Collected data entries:
-=-=-=-=-
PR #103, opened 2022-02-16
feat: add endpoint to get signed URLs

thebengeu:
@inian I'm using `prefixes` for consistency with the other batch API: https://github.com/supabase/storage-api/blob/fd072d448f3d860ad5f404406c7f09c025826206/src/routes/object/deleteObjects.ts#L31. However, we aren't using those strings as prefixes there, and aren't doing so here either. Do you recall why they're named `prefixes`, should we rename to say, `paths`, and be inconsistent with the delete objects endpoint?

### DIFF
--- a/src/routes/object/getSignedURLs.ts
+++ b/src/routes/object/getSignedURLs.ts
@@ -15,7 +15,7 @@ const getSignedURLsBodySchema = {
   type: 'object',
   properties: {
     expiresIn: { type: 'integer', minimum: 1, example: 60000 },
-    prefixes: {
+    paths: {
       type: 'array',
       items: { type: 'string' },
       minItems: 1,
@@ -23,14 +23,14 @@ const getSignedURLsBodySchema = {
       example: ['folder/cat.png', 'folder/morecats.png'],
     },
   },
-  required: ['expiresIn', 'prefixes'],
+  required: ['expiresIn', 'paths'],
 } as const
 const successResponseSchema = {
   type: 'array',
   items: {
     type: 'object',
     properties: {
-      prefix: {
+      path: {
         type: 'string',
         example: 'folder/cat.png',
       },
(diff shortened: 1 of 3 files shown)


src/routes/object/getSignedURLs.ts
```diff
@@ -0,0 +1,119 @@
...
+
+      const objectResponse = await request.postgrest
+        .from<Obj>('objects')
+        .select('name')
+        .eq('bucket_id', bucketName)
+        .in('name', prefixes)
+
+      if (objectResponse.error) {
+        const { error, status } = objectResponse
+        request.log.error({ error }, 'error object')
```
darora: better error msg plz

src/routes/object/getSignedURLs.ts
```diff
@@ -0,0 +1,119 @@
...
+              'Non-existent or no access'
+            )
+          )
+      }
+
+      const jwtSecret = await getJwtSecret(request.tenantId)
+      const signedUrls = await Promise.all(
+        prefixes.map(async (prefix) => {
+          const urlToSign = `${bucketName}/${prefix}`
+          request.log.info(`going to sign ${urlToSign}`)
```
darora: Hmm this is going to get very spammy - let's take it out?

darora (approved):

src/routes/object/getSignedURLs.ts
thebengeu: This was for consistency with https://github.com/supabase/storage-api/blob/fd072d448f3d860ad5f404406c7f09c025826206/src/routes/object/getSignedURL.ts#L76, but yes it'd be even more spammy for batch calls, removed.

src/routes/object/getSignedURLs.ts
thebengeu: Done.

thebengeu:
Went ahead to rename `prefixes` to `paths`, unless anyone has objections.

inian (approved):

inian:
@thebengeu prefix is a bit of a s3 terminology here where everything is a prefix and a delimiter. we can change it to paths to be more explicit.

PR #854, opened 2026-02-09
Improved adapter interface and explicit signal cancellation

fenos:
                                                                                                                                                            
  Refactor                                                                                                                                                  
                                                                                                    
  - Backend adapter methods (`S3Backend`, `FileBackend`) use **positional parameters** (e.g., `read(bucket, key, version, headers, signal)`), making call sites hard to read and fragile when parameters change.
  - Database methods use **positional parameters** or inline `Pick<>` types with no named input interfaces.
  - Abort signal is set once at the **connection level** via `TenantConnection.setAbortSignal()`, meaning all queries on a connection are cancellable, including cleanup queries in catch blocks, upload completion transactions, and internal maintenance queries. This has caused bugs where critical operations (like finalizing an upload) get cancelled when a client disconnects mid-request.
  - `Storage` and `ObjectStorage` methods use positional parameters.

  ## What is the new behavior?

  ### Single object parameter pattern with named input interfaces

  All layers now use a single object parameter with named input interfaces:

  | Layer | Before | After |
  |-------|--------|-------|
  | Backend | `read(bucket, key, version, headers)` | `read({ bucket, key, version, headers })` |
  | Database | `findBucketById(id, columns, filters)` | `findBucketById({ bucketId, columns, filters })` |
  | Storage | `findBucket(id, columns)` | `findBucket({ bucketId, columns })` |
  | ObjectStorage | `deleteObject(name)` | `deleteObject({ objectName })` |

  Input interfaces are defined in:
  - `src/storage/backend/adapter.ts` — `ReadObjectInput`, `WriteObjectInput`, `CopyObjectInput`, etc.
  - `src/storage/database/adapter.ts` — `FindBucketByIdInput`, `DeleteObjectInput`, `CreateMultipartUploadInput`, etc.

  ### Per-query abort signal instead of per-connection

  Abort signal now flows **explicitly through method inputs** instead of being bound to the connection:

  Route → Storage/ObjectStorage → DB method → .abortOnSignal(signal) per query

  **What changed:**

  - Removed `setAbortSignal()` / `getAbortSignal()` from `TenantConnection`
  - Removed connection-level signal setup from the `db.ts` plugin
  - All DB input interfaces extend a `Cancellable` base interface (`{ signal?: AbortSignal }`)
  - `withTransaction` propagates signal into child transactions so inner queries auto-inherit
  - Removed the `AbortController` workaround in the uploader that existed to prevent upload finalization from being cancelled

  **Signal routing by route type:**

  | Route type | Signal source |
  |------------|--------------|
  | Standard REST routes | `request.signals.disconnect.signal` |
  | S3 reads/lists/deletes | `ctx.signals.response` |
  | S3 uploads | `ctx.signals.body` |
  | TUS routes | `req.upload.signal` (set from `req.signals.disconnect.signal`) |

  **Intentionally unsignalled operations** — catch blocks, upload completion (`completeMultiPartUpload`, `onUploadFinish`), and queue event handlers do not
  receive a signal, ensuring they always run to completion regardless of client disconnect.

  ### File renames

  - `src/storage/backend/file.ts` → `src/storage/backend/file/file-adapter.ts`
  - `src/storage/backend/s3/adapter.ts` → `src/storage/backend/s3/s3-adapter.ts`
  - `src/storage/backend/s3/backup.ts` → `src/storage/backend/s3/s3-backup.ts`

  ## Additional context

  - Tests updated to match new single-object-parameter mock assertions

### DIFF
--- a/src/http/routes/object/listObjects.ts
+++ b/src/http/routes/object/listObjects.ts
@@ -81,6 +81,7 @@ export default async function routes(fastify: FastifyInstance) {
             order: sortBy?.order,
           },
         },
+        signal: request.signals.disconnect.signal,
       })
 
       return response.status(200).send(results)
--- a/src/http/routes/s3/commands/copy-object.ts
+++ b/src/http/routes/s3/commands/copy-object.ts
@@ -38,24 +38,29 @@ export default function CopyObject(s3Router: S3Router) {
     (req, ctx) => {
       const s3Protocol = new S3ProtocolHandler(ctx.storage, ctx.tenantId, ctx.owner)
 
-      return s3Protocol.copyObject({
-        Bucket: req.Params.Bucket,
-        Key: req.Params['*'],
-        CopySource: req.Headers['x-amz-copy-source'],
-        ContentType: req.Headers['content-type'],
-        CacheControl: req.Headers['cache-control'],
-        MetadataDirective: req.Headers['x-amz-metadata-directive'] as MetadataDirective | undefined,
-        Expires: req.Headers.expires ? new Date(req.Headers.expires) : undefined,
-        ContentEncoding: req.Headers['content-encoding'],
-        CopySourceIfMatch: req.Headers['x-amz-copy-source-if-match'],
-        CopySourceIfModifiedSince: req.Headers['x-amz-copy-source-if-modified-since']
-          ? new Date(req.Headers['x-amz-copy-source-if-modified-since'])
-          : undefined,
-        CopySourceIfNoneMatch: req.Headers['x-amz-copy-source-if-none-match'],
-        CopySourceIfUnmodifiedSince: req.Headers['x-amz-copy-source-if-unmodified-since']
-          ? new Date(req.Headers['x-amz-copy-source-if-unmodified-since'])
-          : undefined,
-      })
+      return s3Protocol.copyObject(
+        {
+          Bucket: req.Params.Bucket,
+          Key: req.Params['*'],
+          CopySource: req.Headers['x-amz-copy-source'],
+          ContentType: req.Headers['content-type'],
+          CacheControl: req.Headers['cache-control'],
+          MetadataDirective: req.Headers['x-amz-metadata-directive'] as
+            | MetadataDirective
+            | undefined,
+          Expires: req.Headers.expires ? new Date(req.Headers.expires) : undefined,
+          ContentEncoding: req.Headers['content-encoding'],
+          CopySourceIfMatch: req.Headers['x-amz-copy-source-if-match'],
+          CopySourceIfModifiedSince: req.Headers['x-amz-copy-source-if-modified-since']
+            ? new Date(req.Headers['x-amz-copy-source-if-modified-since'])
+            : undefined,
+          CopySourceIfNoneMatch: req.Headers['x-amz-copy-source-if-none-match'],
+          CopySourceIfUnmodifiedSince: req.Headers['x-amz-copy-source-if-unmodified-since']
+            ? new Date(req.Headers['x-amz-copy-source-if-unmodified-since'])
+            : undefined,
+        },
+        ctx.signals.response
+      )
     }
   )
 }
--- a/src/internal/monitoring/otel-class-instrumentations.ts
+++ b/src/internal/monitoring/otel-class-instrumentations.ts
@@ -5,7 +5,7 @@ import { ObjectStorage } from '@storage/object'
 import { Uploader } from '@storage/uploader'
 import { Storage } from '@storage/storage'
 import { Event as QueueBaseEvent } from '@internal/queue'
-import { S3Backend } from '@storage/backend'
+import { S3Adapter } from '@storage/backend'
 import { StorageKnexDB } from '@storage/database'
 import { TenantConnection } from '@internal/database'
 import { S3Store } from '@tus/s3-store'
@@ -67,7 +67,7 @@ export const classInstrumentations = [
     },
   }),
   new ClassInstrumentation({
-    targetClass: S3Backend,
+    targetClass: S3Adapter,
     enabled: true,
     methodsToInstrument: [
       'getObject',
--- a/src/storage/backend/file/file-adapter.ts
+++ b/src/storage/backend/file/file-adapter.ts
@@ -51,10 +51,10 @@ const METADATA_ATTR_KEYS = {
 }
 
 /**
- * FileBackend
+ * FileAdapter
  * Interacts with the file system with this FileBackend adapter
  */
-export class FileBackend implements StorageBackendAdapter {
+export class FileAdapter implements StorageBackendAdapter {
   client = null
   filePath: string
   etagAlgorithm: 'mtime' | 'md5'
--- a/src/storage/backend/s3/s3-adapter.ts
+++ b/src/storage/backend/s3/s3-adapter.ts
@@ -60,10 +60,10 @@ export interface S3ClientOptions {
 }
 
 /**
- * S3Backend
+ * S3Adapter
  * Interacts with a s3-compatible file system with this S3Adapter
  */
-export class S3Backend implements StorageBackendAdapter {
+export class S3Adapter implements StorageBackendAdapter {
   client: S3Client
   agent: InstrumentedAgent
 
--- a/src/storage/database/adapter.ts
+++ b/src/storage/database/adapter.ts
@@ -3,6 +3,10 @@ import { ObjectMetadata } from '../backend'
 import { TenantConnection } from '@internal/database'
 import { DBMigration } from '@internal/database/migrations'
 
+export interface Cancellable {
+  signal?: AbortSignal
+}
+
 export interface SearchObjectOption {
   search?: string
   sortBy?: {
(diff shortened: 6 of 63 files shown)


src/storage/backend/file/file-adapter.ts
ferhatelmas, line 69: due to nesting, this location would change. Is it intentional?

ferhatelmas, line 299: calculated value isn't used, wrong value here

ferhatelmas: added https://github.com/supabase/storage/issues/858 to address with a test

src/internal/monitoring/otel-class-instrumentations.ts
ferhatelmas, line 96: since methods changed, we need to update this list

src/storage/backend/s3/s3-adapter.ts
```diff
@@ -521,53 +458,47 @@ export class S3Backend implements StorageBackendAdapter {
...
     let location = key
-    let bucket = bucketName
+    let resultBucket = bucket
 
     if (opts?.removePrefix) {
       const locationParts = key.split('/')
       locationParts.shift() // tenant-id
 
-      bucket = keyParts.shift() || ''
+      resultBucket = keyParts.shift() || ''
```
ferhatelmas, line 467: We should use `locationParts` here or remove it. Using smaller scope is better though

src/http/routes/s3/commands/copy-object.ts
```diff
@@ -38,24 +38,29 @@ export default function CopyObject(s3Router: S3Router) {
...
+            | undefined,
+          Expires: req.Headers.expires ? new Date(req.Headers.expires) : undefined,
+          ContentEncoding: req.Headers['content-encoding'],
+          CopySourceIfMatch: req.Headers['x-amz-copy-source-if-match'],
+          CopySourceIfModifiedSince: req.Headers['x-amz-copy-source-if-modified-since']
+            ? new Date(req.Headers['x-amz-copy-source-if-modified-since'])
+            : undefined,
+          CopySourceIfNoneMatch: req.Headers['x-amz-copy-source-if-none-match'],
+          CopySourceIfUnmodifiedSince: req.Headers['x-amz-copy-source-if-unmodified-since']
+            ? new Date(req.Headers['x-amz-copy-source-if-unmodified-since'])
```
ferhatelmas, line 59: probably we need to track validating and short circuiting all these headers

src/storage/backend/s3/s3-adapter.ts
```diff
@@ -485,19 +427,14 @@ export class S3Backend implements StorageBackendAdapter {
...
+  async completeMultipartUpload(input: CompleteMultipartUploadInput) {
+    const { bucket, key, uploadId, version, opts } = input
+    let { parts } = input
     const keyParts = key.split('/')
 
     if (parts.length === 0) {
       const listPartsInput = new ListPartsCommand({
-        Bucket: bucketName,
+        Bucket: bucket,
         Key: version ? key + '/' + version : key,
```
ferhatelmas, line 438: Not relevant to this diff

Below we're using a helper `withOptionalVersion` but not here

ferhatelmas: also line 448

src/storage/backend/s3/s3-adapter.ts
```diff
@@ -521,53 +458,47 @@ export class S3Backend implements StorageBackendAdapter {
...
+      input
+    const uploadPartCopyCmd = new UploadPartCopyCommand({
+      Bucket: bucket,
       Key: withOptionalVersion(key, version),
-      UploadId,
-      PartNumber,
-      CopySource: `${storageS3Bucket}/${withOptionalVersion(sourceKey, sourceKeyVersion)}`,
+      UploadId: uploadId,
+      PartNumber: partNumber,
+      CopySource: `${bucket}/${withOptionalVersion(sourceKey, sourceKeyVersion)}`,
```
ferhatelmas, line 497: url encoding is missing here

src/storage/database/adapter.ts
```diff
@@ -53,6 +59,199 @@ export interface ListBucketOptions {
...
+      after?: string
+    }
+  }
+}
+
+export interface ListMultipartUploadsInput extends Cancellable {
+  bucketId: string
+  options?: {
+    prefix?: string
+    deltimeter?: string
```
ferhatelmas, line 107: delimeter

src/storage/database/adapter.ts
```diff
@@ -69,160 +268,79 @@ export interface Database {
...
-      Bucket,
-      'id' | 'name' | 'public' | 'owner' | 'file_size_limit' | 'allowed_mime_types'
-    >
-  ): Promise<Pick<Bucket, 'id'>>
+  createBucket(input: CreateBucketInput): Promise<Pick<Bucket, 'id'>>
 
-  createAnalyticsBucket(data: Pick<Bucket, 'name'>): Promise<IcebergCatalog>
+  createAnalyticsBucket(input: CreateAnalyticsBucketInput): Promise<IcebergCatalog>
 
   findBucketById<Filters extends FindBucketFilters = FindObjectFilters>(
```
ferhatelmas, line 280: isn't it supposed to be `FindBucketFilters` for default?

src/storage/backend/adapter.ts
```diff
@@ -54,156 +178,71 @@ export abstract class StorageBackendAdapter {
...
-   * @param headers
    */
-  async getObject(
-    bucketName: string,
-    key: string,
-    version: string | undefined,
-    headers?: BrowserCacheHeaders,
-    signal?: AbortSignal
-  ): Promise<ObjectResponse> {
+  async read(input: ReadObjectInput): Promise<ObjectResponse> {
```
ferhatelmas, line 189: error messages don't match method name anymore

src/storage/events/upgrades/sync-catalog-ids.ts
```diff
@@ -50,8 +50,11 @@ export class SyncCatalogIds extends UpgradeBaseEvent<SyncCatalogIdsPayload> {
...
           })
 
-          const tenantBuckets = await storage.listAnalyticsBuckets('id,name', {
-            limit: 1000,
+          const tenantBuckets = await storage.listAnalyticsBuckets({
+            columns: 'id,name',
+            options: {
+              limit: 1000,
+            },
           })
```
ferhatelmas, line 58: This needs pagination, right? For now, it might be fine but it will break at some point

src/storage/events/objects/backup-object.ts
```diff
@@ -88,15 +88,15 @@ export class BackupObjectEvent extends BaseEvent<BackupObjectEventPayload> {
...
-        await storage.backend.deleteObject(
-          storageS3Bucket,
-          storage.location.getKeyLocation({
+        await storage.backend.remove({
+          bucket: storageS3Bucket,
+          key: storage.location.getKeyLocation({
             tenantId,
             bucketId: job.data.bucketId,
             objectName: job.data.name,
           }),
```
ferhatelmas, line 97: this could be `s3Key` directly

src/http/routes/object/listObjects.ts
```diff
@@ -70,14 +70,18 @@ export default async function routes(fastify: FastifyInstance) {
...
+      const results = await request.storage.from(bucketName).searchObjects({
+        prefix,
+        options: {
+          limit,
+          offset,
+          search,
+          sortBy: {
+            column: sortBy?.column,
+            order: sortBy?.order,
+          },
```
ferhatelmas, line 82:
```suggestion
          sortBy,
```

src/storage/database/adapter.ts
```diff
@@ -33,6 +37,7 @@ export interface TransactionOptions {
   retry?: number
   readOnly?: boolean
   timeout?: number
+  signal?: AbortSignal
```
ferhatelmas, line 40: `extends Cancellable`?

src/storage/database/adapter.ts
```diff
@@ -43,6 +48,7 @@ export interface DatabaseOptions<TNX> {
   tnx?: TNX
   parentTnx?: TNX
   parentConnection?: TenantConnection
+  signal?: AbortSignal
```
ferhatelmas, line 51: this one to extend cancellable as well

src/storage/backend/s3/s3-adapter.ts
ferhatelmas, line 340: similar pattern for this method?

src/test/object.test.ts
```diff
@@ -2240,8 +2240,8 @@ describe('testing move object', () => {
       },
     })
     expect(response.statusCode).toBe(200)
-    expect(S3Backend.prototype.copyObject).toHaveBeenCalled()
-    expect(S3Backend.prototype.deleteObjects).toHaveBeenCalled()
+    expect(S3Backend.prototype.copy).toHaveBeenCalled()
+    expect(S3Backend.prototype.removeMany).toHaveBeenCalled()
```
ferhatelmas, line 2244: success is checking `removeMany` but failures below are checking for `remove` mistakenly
-=-=-=-=-
Exercise: Please print the records above exactly from their first line. End with the line containing "--- a/src/routes/object/getSignedURLs.ts", and include it.

Solution:
PR #103, opened 2022-02-16
feat: add endpoint to get signed URLs

thebengeu:
@inian I'm using `prefixes` for consistency with the other batch API: https://github.com/supabase/storage-api/blob/fd072d448f3d860ad5f404406c7f09c025826206/src/routes/object/deleteObjects.ts#L31. However, we aren't using those strings as prefixes there, and aren't doing so here either. Do you recall why they're named `prefixes`, should we rename to say, `paths`, and be inconsistent with the delete objects endpoint?

### DIFF
--- a/src/routes/object/getSignedURLs.ts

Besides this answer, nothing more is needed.